The Coronavirus pandemic has now been in effect for eighteen months leading to unprecedented impacts on the housing market and mortgage industry

The onset of the pandemic led to a sharp drop in home sales and delinquencies, while the foreclosure rates had actually decreased due to federal and state policies aimed at supporting homeowners facing economic hardship.

However, recent data indicates that over 18 months, foreclosure risk is not uniform across the United States. Some areas have displayed decreasing rates of foreclosure activity, while others have seen increases. Multiple factors are influencing this disparity, including regional labor markets and different regulations imposed by states and local governments.

In states such as Florida and Texas, foreclosure rates have dropped significantly, thanks to strong employment growth and consumer confidence. These areas are also benefiting from growing economies and real estate markets, greatly reducing the total number of at-risk homes.

Meanwhile, states like Louisiana and Mississippi have seen foreclosure rates climb, which can be partially attributed to their slower economic recoveries. In addition, certain regions of these and other states have experienced a surge in cases of COVID-19, causing further economic disruption. As a result, more homeowners in these areas are experiencing severe financial strain, leading to a rise in delinquency rates and eventually, foreclosures.

The disparity between different parts of the country is creating a two-tiered housing market, with some locations recovering faster than others. This imbalance is causing challenges for some lenders, who must navigate an increasingly complex mortgage landscape. In particular, lenders must determine how to handle borrowers located in states with higher foreclosure rates. It is especially important that lenders do not neglect previously successful borrowers in these high-risk locations, as they may be able to stay current on their payments despite the current economic environment.

Overall, eighteen months into the Coronavirus pandemic, the nation's housing market and foreclosure risks remain varied and unpredictable. Despite federal initiatives to support homeowners, significant differences are apparent between different regions, and lenders must be aware of these inequalities when assessing risk. As the economy continues to rebound, these disparities are likely to persist for some time, requiring continued vigilance from lenders to ensure they are not adversely impacted by the unpredictable nature of the current housing market.

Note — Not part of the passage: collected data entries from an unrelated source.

PR #1021, opened 2022-05-03
fix type error on history state preventRefetch

### LINKED ISSUE #1013: Cannot read property `preventFetch` of `null` (`history.state`)
**Describe the bug**
See [Sentry report](https://sentry.io/organizations/france-ioi/issues/3227466121/?project=6257761)

ThomasJuster:
## Description

Fixes #1013 

...

## Test cases

I could not reproduce the bug, but since `history.state` can be null, adding optional chaining should suffice.


smadbe (commented):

As the Coronavirus pandemic enters its eighteenth month, foreclosure risks have become increasingly varied across the United States. Economic indicators such as employment numbers and consumer confidence are largely responsible for the correlation between regional performance and foreclosure rates, with areas with stronger economic recoveries seeing lower rates of foreclosure activity. By comparison, other regions have lagged behind, with increasing foreclosure rates caused by more challenging labor markets and widespread COVID-19 outbreaks. This two-tiered market is creating obstacles for lenders, who must navigate a complex environment when assessing risk. Overall, the disparities in regional foreclosure activity demonstrate that lenders must remain vigilant and responsive as the housing market continues to evolve amid the pandemic.